What you should do ▸ Find the line containing "Issue #906, opened 2023-05-30" in the listing below. Repeat it exactly, along with each following line up to and including the one containing "Relates to https://github.com/cashapp/paparazzi/issues/906.".

===== Records for this exercise =====

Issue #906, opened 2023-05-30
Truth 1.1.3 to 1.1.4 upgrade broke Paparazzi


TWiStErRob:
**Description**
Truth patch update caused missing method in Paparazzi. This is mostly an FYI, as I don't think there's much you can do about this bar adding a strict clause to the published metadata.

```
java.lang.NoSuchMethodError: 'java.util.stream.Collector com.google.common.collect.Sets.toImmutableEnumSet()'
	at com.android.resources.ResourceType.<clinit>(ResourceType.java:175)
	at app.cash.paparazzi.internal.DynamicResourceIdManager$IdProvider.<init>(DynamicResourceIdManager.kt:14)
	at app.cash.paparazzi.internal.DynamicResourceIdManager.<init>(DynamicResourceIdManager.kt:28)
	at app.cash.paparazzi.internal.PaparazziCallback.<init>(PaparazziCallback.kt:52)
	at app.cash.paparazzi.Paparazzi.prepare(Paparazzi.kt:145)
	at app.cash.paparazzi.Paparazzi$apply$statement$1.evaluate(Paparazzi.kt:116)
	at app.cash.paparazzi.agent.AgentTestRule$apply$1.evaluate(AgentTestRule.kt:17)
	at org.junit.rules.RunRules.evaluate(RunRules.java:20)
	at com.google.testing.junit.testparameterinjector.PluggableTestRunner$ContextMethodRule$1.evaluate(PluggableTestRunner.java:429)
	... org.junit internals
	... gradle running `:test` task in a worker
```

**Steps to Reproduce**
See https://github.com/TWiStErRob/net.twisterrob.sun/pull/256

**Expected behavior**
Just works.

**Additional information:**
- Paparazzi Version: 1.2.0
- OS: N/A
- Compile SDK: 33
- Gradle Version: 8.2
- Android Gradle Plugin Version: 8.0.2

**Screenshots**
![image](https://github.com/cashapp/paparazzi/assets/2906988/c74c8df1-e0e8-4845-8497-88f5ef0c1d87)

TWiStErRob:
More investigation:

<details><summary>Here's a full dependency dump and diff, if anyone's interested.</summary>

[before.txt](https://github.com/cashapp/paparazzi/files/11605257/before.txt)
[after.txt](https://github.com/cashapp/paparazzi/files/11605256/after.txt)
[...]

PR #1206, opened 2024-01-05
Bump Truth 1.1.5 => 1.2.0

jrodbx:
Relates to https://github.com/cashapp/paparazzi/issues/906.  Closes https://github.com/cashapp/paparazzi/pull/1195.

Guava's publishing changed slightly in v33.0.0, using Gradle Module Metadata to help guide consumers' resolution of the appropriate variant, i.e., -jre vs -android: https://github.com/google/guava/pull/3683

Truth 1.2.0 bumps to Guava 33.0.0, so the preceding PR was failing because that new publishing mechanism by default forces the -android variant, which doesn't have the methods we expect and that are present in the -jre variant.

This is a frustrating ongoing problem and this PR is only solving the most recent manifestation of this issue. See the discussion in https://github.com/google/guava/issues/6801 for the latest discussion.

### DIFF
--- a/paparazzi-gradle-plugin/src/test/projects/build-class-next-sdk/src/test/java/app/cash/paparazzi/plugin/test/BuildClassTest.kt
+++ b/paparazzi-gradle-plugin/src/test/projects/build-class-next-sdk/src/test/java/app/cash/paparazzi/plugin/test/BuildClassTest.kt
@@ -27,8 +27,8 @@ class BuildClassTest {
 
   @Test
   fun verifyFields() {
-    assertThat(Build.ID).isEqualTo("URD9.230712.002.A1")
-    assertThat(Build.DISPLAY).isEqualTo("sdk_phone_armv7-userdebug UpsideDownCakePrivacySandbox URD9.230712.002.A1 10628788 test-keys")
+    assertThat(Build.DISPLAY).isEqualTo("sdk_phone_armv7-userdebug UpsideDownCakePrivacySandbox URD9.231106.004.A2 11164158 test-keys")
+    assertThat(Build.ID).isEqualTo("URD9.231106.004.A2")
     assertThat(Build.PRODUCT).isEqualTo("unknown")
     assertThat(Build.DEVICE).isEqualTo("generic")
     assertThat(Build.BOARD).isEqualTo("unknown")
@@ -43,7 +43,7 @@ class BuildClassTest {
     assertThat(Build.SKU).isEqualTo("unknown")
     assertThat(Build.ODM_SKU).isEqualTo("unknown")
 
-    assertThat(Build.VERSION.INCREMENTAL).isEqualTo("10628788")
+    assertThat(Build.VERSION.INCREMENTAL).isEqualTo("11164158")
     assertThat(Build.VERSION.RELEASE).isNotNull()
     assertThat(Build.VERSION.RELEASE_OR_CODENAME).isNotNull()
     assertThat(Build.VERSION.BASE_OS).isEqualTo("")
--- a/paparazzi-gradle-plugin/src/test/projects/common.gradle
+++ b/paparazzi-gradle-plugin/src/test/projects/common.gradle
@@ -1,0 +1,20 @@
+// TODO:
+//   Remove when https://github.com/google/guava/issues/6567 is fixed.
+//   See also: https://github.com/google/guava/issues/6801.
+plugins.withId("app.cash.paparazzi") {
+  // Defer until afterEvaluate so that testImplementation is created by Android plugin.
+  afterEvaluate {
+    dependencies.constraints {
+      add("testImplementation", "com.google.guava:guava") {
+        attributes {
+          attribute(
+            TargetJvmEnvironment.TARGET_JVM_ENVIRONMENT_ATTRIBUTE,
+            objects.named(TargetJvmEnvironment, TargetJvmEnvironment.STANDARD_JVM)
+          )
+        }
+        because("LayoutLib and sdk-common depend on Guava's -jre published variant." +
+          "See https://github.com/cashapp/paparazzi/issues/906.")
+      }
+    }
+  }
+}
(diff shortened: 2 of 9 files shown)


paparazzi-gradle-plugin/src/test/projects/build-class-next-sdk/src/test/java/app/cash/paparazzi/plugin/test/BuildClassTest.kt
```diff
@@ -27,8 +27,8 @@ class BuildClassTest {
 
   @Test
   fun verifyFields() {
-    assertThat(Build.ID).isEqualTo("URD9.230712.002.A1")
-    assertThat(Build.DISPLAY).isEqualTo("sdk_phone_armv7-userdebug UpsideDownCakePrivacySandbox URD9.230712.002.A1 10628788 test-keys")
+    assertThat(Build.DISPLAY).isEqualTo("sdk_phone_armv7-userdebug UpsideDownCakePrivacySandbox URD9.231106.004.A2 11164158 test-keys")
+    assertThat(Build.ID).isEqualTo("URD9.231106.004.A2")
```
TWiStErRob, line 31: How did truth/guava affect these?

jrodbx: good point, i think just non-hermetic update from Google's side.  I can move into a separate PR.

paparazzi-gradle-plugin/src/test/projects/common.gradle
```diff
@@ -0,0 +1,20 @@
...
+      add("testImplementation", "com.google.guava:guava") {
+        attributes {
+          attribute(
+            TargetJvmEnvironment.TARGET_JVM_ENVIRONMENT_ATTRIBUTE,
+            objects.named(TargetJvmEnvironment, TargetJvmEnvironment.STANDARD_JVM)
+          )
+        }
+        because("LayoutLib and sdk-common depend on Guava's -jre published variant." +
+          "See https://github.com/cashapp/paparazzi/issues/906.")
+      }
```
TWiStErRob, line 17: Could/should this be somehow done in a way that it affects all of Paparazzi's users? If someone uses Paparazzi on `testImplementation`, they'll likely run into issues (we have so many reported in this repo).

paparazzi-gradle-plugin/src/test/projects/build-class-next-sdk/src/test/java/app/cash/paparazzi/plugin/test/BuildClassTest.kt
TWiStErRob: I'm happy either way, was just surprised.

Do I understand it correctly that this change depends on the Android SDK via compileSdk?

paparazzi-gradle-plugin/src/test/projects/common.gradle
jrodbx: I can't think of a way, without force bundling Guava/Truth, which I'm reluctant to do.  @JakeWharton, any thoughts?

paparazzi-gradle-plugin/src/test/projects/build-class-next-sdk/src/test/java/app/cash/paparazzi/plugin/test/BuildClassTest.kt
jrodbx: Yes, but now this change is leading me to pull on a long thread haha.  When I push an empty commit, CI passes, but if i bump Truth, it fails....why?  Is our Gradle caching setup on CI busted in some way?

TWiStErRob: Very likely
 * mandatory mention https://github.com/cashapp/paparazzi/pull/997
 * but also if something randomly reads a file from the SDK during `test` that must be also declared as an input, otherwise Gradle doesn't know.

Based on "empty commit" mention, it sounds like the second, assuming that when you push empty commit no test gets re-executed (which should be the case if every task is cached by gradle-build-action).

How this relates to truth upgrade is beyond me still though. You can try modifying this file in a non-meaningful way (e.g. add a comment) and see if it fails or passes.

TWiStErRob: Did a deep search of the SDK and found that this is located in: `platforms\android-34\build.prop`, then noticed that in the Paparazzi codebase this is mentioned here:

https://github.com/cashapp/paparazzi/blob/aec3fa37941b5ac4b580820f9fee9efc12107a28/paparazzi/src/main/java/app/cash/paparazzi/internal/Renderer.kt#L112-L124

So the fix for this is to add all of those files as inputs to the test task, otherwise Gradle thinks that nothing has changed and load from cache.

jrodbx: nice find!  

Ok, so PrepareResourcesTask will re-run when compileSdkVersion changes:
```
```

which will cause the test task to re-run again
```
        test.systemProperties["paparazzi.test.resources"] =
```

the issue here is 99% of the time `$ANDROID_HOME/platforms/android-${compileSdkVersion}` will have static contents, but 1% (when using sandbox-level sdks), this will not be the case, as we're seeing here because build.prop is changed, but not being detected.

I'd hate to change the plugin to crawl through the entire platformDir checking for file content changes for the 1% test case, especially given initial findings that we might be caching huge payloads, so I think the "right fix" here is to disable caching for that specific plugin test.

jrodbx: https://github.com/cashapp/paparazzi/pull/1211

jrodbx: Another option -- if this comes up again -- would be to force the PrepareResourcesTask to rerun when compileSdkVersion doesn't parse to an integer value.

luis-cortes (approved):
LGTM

=====
===== Records for this exercise =====

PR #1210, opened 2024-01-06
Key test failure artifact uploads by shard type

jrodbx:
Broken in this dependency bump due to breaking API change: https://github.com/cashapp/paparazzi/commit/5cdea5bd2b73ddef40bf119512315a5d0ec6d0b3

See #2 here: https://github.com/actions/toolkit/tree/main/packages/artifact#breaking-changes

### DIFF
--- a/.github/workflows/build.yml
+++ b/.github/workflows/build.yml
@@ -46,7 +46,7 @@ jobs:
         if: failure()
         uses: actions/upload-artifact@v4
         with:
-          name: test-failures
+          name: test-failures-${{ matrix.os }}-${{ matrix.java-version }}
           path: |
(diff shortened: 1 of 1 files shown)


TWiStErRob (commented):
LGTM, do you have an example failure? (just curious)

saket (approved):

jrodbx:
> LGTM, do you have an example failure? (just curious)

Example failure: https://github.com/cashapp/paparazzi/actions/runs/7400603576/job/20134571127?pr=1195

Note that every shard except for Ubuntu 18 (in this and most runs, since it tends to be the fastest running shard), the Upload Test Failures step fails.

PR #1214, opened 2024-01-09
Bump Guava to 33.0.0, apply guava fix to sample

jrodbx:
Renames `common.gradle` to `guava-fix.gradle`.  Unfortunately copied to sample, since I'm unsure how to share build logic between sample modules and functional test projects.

=====

Response below ▸
Issue #906, opened 2023-05-30
Truth 1.1.3 to 1.1.4 upgrade broke Paparazzi


TWiStErRob:
**Description**
Truth patch update caused missing method in Paparazzi. This is mostly an FYI, as I don't think there's much you can do about this bar adding a strict clause to the published metadata.

```
java.lang.NoSuchMethodError: 'java.util.stream.Collector com.google.common.collect.Sets.toImmutableEnumSet()'
	at com.android.resources.ResourceType.<clinit>(ResourceType.java:175)
	at app.cash.paparazzi.internal.DynamicResourceIdManager$IdProvider.<init>(DynamicResourceIdManager.kt:14)
	at app.cash.paparazzi.internal.DynamicResourceIdManager.<init>(DynamicResourceIdManager.kt:28)
	at app.cash.paparazzi.internal.PaparazziCallback.<init>(PaparazziCallback.kt:52)
	at app.cash.paparazzi.Paparazzi.prepare(Paparazzi.kt:145)
	at app.cash.paparazzi.Paparazzi$apply$statement$1.evaluate(Paparazzi.kt:116)
	at app.cash.paparazzi.agent.AgentTestRule$apply$1.evaluate(AgentTestRule.kt:17)
	at org.junit.rules.RunRules.evaluate(RunRules.java:20)
	at com.google.testing.junit.testparameterinjector.PluggableTestRunner$ContextMethodRule$1.evaluate(PluggableTestRunner.java:429)
	... org.junit internals
	... gradle running `:test` task in a worker
```

**Steps to Reproduce**
See https://github.com/TWiStErRob/net.twisterrob.sun/pull/256

**Expected behavior**
Just works.

**Additional information:**
- Paparazzi Version: 1.2.0
- OS: N/A
- Compile SDK: 33
- Gradle Version: 8.2
- Android Gradle Plugin Version: 8.0.2

**Screenshots**
![image](https://github.com/cashapp/paparazzi/assets/2906988/c74c8df1-e0e8-4845-8497-88f5ef0c1d87)

TWiStErRob:
More investigation:

<details><summary>Here's a full dependency dump and diff, if anyone's interested.</summary>

[before.txt](https://github.com/cashapp/paparazzi/files/11605257/before.txt)
[after.txt](https://github.com/cashapp/paparazzi/files/11605256/after.txt)
[...]

PR #1206, opened 2024-01-05
Bump Truth 1.1.5 => 1.2.0

jrodbx:
Relates to https://github.com/cashapp/paparazzi/issues/906.  Closes https://github.com/cashapp/paparazzi/pull/1195.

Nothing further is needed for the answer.